4. Forget the brand. Think of it like this: NBC is the client, The Tonight Show is the brand, Jimmy Fallon is the agency or marketer. When Jimmy Fallon took over the hallowed chair at The Tonight Show, he inherited a heritage brand. When marketers and agencies work with prestigious heritage brands, they often produce the safest work because they don't want to risk going off-brand. Forget the brand doesn't mean you jettison all client considerations or business strategies or KPIs and do stuff for the sake of it. It means you aren't scared to push the envelope and explore the outer limits of what your brand can do creatively.

5. Take risks. Brand marketers often play it very conservatively and simply assume the client won't like the idea. But the client will always play it safe if their agency doesn't advocate otherwise. NBC trusted Jimmy Fallon's creativity, confident in his talents to deliver a quality, engaging product and brand experience to late night television. Make your client confident in your creativity. When both the client and the audience trust the strength of your ideas, magic happens. Be bold. Be brave. Fight for your ideas. If your concepts are strong enough and the executions are done right, the results will far outweigh the perceived risks.

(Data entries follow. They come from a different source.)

PR #2222, opened 2020-12-02
Standardize support for Firebase products that integrate with Remote Config.

vic-flair:


firebase-config/src/main/java/com/google/firebase/remoteconfig/internal/Personalization.java
```diff
@@ -16,22 +16,41 @@
...
+  public static final String ARM_VALUE = "arm_value";
+  public static final String PERSONALIZATION_ID = "personalization_id";
+  public static final String ARM_INDEX = "arm_index";
+  public static final String GROUP = "group";
+
+  public static final String ANALYTICS_PULL_EVENT_INTERNAL = "_fpc";
+  public static final String CHOICE_ID = "choiceId";
+  public static final String CHOICE_ID_KEY = "_fpid";
+
+  private static final Converter<String, String> CONVERTER =
```
danasilver, line 41: Do we need to use a `Converter` for this? Seems like we're just converting constants and it adds the guava dependency.

vic-flair: Removed the `Converter`. Is Guava a heavy dependency?

firebase-config/src/main/java/com/google/firebase/remoteconfig/internal/Personalization.java
```diff
@@ -17,21 +17,37 @@
...
   /** The app's Firebase Analytics client. */
   private final AnalyticsConnector analyticsConnector;
 
+  /** A map of Remote Config parameter key to Personalization ID. */
+  private final Map<String, String> armsCache;
+
   /** Creates an instance of {@code Personalization}. */
   public Personalization(@NonNull AnalyticsConnector analyticsConnector) {
     this.analyticsConnector = analyticsConnector;
+    armsCache = Collections.synchronizedMap(new HashMap<String, String>());
```
danasilver, line 50: I think this can be initialized with the variable declaration rather than in the constructor.

firebase-config/src/main/java/com/google/firebase/remoteconfig/internal/Personalization.java
```diff
@@ -17,21 +17,37 @@
...
+
+  public static final String ANALYTICS_PULL_EVENT_INTERNAL = "_fpc";
+  public static final String CHOICE_ID = "choiceId";
+  public static final String CHOICE_ID_KEY = "_fpid";
 
   /** The app's Firebase Analytics client. */
   private final AnalyticsConnector analyticsConnector;
 
+  /** A map of Remote Config parameter key to Personalization ID. */
+  private final Map<String, String> armsCache;
```
danasilver, line 45: Looks like this is used to prevent logging the same key and personalization id combination twice? Do we expect the personalization id to change for a particular key? Maybe we can rename the variable to reflect the usage.

firebase-config/src/main/java/com/google/firebase/remoteconfig/internal/Personalization.java
```diff
@@ -17,21 +17,37 @@
...
 
 public class Personalization {
   public static final String ANALYTICS_ORIGIN_PERSONALIZATION = "fp";
-  public static final String ANALYTICS_PULL_EVENT = "_fpc";
-  public static final String ARM_KEY = "_fpid";
-  public static final String ARM_VALUE = "_fpct";
-  static final String PERSONALIZATION_ID = "personalizationId";
+
+  public static final String ANALYTICS_PULL_EVENT = "personalization_assignment";
+  public static final String ARM_KEY = "arm_key";
```
danasilver, line 29: Would consider adding a comment above the block saying what the "key" and non-key named variables are used for.

firebase-config/src/test/java/com/google/firebase/remoteconfig/internal/PersonalizationTest.java
```diff
@@ -74,8 +82,7 @@ public void setUp() {
 
     doAnswer(invocation -> FAKE_LOGS.add(invocation.getArgument(2)))
         .when(mockAnalyticsConnector)
-        .logEvent(
-            eq(ANALYTICS_ORIGIN_PERSONALIZATION), eq(ANALYTICS_PULL_EVENT), any(Bundle.class));
+        .logEvent(eq(ANALYTICS_ORIGIN_PERSONALIZATION), anyString(), any(Bundle.class));
```
danasilver, line 85: Could us the `or` operator from [`AdditionalMatchers`](https://www.javadoc.io/doc/org.mockito/mockito-core/latest/org/mockito/AdditionalMatchers.html) to get either of `ANALYTICS_PULL_EVENT` or `ANALYTICS_PULL_EVENT_INTERNAL`.

firebase-config/src/test/java/com/google/firebase/remoteconfig/internal/PersonalizationTest.java
```diff
@@ -99,12 +105,16 @@ public void logArmActive_singlePersonalizationKey_loggedOnce() {
     verify(mockAnalyticsConnector, times(1))
         .logEvent(
             eq(ANALYTICS_ORIGIN_PERSONALIZATION), eq(ANALYTICS_PULL_EVENT), any(Bundle.class));
-    assertThat(FAKE_LOGS).hasSize(1);
+    verify(mockAnalyticsConnector, times(1))
```
danasilver, line 108: Do we want to verify the other (internal) log event here, too?

firebase-config/src/main/java/com/google/firebase/remoteconfig/internal/Personalization.java
```diff
@@ -58,9 +74,29 @@ public void logArmActive(@NonNull String key, @NonNull ConfigContainer configCon
...
+    }
+
     Bundle params = new Bundle();
-    params.putString(ARM_KEY, metadata.optString(PERSONALIZATION_ID));
+    params.putString(ARM_KEY, key);
     params.putString(ARM_VALUE, values.optString(key));
+    params.putString(PERSONALIZATION_ID_KEY, personalizationId);
+    params.putInt(ARM_INDEX_KEY, metadata.optInt(ARM_INDEX, -1));
+    params.putString(GROUP, metadata.optString(GROUP));
     analyticsConnector.logEvent(ANALYTICS_ORIGIN_PERSONALIZATION, ANALYTICS_PULL_EVENT, params);
```
danasilver, line 95: Can these log statements fail? Are we okay with one succeeding if the other doesn't?

firebase-config/src/main/java/com/google/firebase/remoteconfig/internal/Personalization.java
```diff
@@ -58,9 +74,29 @@ public void logArmActive(@NonNull String key, @NonNull ConfigContainer configCon
...
+    }
+
+    synchronized (armsCache) {
+      if (armsCache.get(key) == personalizationId) {
+        return;
+      }
+      armsCache.put(key, personalizationId);
+    }
+
     Bundle params = new Bundle();
```
danasilver, line 89: Might call these `logParams` and `internalLogParams` since "parameters" otherwise refers to RC parameters.

firebase-config/src/test/java/com/google/firebase/remoteconfig/internal/PersonalizationTest.java
```diff
@@ -115,16 +125,20 @@ public void logArmActive_multiplePersonalizationKeys_loggedMultiple() {
...
-    params1.putString(ARM_VALUE, "value1");
-    assertThat(FAKE_LOGS.get(0).toString()).isEqualTo(params1.toString());
-
+    params1.putString(CHOICE_ID_KEY, "id1");
     Bundle params2 = new Bundle();
-    params2.putString(ARM_KEY, "id2");
-    params2.putString(ARM_VALUE, "value2");
-    assertThat(FAKE_LOGS.get(1).toString()).isEqualTo(params2.toString());
+    params2.putString(CHOICE_ID_KEY, "id2");
+    assertThat(FAKE_LOGS)
```
danasilver, line 139: Same question here - should we test the internal event?

danasilver (changes requested):
Some questions and comments about usage. We should make sure we test the upgrade path between SDK versions, too.

firebase-config/src/main/java/com/google/firebase/remoteconfig/internal/Personalization.java
vic-flair: Oh, that's actually supposed to be choice ID. I think I forgot to change it when we were discussing what fields should be called. We do expect choice IDs to change, and we need to log each at least once. There will probably some de-duping on the back-end too, but this is just a quick way to reduce some of that work.

firebase-config/src/main/java/com/google/firebase/remoteconfig/internal/Personalization.java
vic-flair: I think it should be OK. As long as it's not happening too frequently, the stats should be close enough.

firebase-config/src/main/java/com/google/firebase/remoteconfig/internal/Personalization.java
```diff
@@ -17,18 +17,36 @@
...
   public static final String ANALYTICS_ORIGIN_PERSONALIZATION = "fp";
-  public static final String ANALYTICS_PULL_EVENT = "_fpc";
-  public static final String ARM_KEY = "_fpid";
-  public static final String ARM_VALUE = "_fpct";
-  static final String PERSONALIZATION_ID = "personalizationId";
+
+  // Constants with LOG_KEY suffix are how the corresponding ones without it are identified on
+  // Google Analytics.
+  public static final String ANALYTICS_PULL_EVENT = "personalization_assignment";
+  public static final String ARM_KEY = "arm_key";
```
danasilver, line 31: `ARM_LOG_KEY`?

firebase-config/src/main/java/com/google/firebase/remoteconfig/internal/Personalization.java
```diff
@@ -17,18 +17,36 @@
...
+
+  public static final String ANALYTICS_PULL_EVENT_INTERNAL = "_fpc";
+  public static final String CHOICE_ID = "choiceId";
+  public static final String CHOICE_ID_LOG_KEY = "_fpid";
 
   /** The app's Firebase Analytics client. */
   private final AnalyticsConnector analyticsConnector;
 
+  /** A map of Remote Config parameter key to choice ID. */
+  private final Map<String, String> armsCache =
```
danasilver, line 47: I'd still like to rename this to something more descriptive. Maybe `loggedArms` or `loggedChoiceIds`?

firebase-config/src/test/java/com/google/firebase/remoteconfig/internal/PersonalizationTest.java
```diff
@@ -88,43 +103,79 @@ public void logArmActive_nonPersonalizationKey_notLogged() {
...
-    params.putString(ARM_KEY, "id1");
-    params.putString(ARM_VALUE, "value1");
-    assertThat(FAKE_LOGS.get(0).toString()).isEqualTo(params.toString());
+    Bundle logParams = new Bundle();
+    logParams.putString(ARM_KEY, "key1");
+    logParams.putString(ARM_VALUE, "value1");
+    logParams.putString(PERSONALIZATION_ID_LOG_KEY, "p13n1");
+    logParams.putInt(ARM_INDEX_LOG_KEY, 0);
+    logParams.putString(GROUP, "BASELINE");
+    Bundle internalLogParams = new Bundle();
```
danasilver, line 132: Would separate these from the `logParams` with an empty line for readability.

firebase-config/src/test/java/com/google/firebase/remoteconfig/internal/PersonalizationTest.java
```diff
@@ -88,43 +103,79 @@ public void logArmActive_nonPersonalizationKey_notLogged() {
...
+            any(Bundle.class));
+    assertThat(FAKE_LOGS).hasSize(4);
+
+    Bundle logParams1 = new Bundle();
+    logParams1.putString(ARM_KEY, "key1");
+    logParams1.putString(ARM_VALUE, "value1");
+    logParams1.putString(PERSONALIZATION_ID_LOG_KEY, "p13n1");
+    logParams1.putInt(ARM_INDEX_LOG_KEY, 0);
+    logParams1.putString(GROUP, "BASELINE");
+    Bundle logParams2 = new Bundle();
```
danasilver, line 161: Same here - newline would help readability.

danasilver (changes requested):
A couple naming and formatting followups.

firebase-config/src/main/java/com/google/firebase/remoteconfig/internal/Personalization.java
```diff
@@ -58,9 +76,29 @@ public void logArmActive(@NonNull String key, @NonNull ConfigContainer configCon
...
-    Bundle params = new Bundle();
-    params.putString(ARM_KEY, metadata.optString(PERSONALIZATION_ID));
-    params.putString(ARM_VALUE, values.optString(key));
-    analyticsConnector.logEvent(ANALYTICS_ORIGIN_PERSONALIZATION, ANALYTICS_PULL_EVENT, params);
+    String choiceId = metadata.optString(CHOICE_ID);
+    if (choiceId.isEmpty()) {
+      return;
+    }
+
+    synchronized (armsCache) {
```
erikeldridge, line 84: Mind adding a comment explaining why we need this? 

Thinking: this ensures we only log one event per param-choice pair. This map is bounded by the number of params. Choices are made on each fetch, so this isn't a long-lived cache.

firebase-config/src/main/java/com/google/firebase/remoteconfig/internal/Personalization.java
```diff
@@ -58,9 +76,29 @@ public void logArmActive(@NonNull String key, @NonNull ConfigContainer configCon
...
+      if (choiceId.equals(armsCache.get(key))) {
+        return;
+      }
+      armsCache.put(key, choiceId);
+    }
+
+    Bundle logParams = new Bundle();
+    logParams.putString(ARM_KEY, key);
```
erikeldridge, line 92: Minor: there are a lot of things called "key" in this file. Since the `key` arg passed to the `logArmActive` fn is actually the RC param, renaming it to something like `rcParameter` would be more self-descriptive.

erikeldridge, line 92: Thinking: the [design](go/sage-p13n-bq) lists four things we want to log:
1. Developer friendly identifier of the personalization (either the rc param, or an id they can map back to rc param), satisfied by the `arm_key` field
2. The choice that was made (a string value), satisfied by the `arm_value` field
3. The group the user was in (“p13n” or “baseline”), satisfied by the `group` field
4. Personalization ID, satisfied by the `personalization_id` field

Minor: renaming `arm_key` to something like `rc_parameter` would be more self-descriptive given it communicates an RC parameter.

firebase-config/src/main/java/com/google/firebase/remoteconfig/internal/Personalization.java
```diff
@@ -17,18 +17,36 @@
...
 public class Personalization {
   public static final String ANALYTICS_ORIGIN_PERSONALIZATION = "fp";
-  public static final String ANALYTICS_PULL_EVENT = "_fpc";
-  public static final String ARM_KEY = "_fpid";
-  public static final String ARM_VALUE = "_fpct";
-  static final String PERSONALIZATION_ID = "personalizationId";
+
+  // Constants with LOG_KEY suffix are how the corresponding ones without it are identified on
+  // Google Analytics.
+  public static final String ANALYTICS_PULL_EVENT = "personalization_assignment";
```
erikeldridge, line 30: Minor: it's unclear to me what "pull" means here and below. Also, the `ANALYTICS_..._INTERNAL` naming is helpful below, but we only use it in one place. Given we have external and internal events, and Analytics differentiates "event" from "param" field types (per the [events proposal](go/p13n-events)), something like  `ANALYTICS_EXTERNAL_EVENT` would be more self-descriptive here. In general, I'd vote to use  `ANALYTICS_EXTERNAL_` and `ANALYTICS_INTERNAL_` prefixes to consistently differentiate field names for the external and internal events, and `..._EVENT` and `..._PARAM` to differentiate event names from param names using Analytics' nomenclature.

Thinking: the external event name is arbitrary, we just need to document what it is. `personalization_assignment` seems self-descriptive to me 👍

firebase-config/src/main/java/com/google/firebase/remoteconfig/internal/Personalization.java
```diff
@@ -58,9 +76,29 @@ public void logArmActive(@NonNull String key, @NonNull ConfigContainer configCon
...
+    Bundle logParams = new Bundle();
+    logParams.putString(ARM_KEY, key);
+    logParams.putString(ARM_VALUE, values.optString(key));
+    logParams.putString(PERSONALIZATION_ID_LOG_KEY, metadata.optString(PERSONALIZATION_ID));
+    logParams.putInt(ARM_INDEX_LOG_KEY, metadata.optInt(ARM_INDEX, -1));
+    logParams.putString(GROUP, metadata.optString(GROUP));
+    analyticsConnector.logEvent(ANALYTICS_ORIGIN_PERSONALIZATION, ANALYTICS_PULL_EVENT, logParams);
+
+    Bundle internalLogParams = new Bundle();
+    internalLogParams.putString(CHOICE_ID_LOG_KEY, choiceId);
```
erikeldridge, line 100: Thinking: the [design](go/p13n-choice-metadata) lists one thing we want to log:
1. Choice ID, satisfied by the `_fpid` param

firebase-config/src/test/java/com/google/firebase/remoteconfig/internal/PersonalizationTest.java
erikeldridge: 👍  I'd vote to use the `_loggedInternallyAndExternally` suffix for the test below too, ie `logArmActive_multiplePersonalizationKeys_loggedMultiple` --> `logArmActive_multiplePersonalizationKeys_loggedInternallyAndExternally`

erikeldridge (commented):
Seems technically correct to me 👍  I dropped a couple comments re event field naming to improve readability, but since they concern naming, which can be contentious, I flagged them as minor. To avoid miscommunication, I'll defer formal approval to @danasilver, since he's the Android lead.

firebase-config/src/main/java/com/google/firebase/remoteconfig/internal/Personalization.java
erikeldridge: 👍  I agree that'd be helpful

firebase-config/src/main/java/com/google/firebase/remoteconfig/internal/Personalization.java
```diff
@@ -58,9 +76,29 @@ public void logArmActive(@NonNull String key, @NonNull ConfigContainer configCon
...
+      }
+      armsCache.put(key, choiceId);
+    }
+
+    Bundle logParams = new Bundle();
+    logParams.putString(ARM_KEY, key);
+    logParams.putString(ARM_VALUE, values.optString(key));
+    logParams.putString(PERSONALIZATION_ID_LOG_KEY, metadata.optString(PERSONALIZATION_ID));
+    logParams.putInt(ARM_INDEX_LOG_KEY, metadata.optInt(ARM_INDEX, -1));
+    logParams.putString(GROUP, metadata.optString(GROUP));
```
andyliangdong, line 96: I'm not sure where the metadata come from? is this logging server side's decision?

andyliangdong (approved):
I'm not quite familiar with SDK dev process, thus I'm approving from language point of view.

firebase-config/src/main/java/com/google/firebase/remoteconfig/internal/Personalization.java
vic-flair: Changed it to `EXTERNAL_RC_PARAMETER_PARAM` per Erik's comment.

firebase-config/src/main/java/com/google/firebase/remoteconfig/internal/Personalization.java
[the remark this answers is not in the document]
vic-flair: I don't know of any reason why they wouldn't be OK.

firebase-config/src/main/java/com/google/firebase/remoteconfig/internal/Personalization.java
vic-flair: Yeah, from the server.

firebase-config/src/main/java/com/google/firebase/remoteconfig/internal/Personalization.java
```diff
@@ -53,14 +72,36 @@ public void logArmActive(@NonNull String key, @NonNull ConfigContainer configCon
...
+    // logging.
+    synchronized (loggedChoiceIds) {
+      if (choiceId.equals(loggedChoiceIds.get(rcParameter))) {
+        return;
+      }
+      loggedChoiceIds.put(rcParameter, choiceId);
+    }
+
+    Bundle logParams = new Bundle();
+    logParams.putString(EXTERNAL_RC_PARAMETER_PARAM, rcParameter);
```
erikeldridge, line 95: This looks great. Much easier to read 👍

firebase-config/src/test/java/com/google/firebase/remoteconfig/internal/PersonalizationTest.java
```diff
@@ -88,43 +123,46 @@ public void logArmActive_nonPersonalizationKey_notLogged() {
...
+        .logEvent(eq(ANALYTICS_ORIGIN_PERSONALIZATION), eq(INTERNAL_EVENT), any(Bundle.class));
+    assertThat(FAKE_LOGS).hasSize(4);
+
+    assertThat(FAKE_LOGS)
+        .comparingElementsUsing(TO_STRING)
+        .containsAtLeast(LOG_PARAMS_1.toString(), LOG_PARAMS_2.toString())
+        .inOrder();
+    assertThat(FAKE_LOGS)
+        .comparingElementsUsing(TO_STRING)
+        .containsAtLeast(INTERNAL_LOG_PARAMS_1.toString(), INTERNAL_LOG_PARAMS_2.toString())
```
danasilver, line 165: Seems like this could be combined with the above into one statement with all four logs?

firebase-config/src/main/java/com/google/firebase/remoteconfig/internal/Personalization.java
```diff
@@ -17,18 +17,37 @@
...
+  public static final String EXTERNAL_GROUP_PARAM = "group";
+
+  public static final String INTERNAL_EVENT = "_fpc";
+  public static final String CHOICE_ID = "choiceId";
+  public static final String INTERNAL_CHOICE_ID_PARAM = "_fpid";
 
   /** The app's Firebase Analytics client. */
   private final AnalyticsConnector analyticsConnector;
 
+  /** A map of Remote Config parameter key to choice ID. */
```
danasilver, line 47: Related to removing the comment below about reducing logging - I'd just note that here as something like "Remote Config parameter key and Choice ID pairs that have already been logged to Analytics."

danasilver (approved):

danasilver:
@vic-flair Would also be good to add a test that logging a duplicate choice ID does not log to GA.

firebase-config/src/test/java/com/google/firebase/remoteconfig/internal/PersonalizationTest.java
vic-flair: We can't combine it if we want to check the ordering too, since it's not guaranteed that the external ones come before the internal ones.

6. Have fun with it. You have a product or service to sell, yes. Your product or service might even be pretty dull. But your marketing doesn't have to be. Learn from Jimmy Fallon: he's having fun up there every night, enjoying his brand experience, and he's killing it. Even if you don't have Fallon's creative control, or scale of operations, or depth of resources, or size of audience with your brand or client, you can still kill. Loosen up. Lighten up. Be silly. Go off-brand. Have fun with it. You might actually create or say something interesting.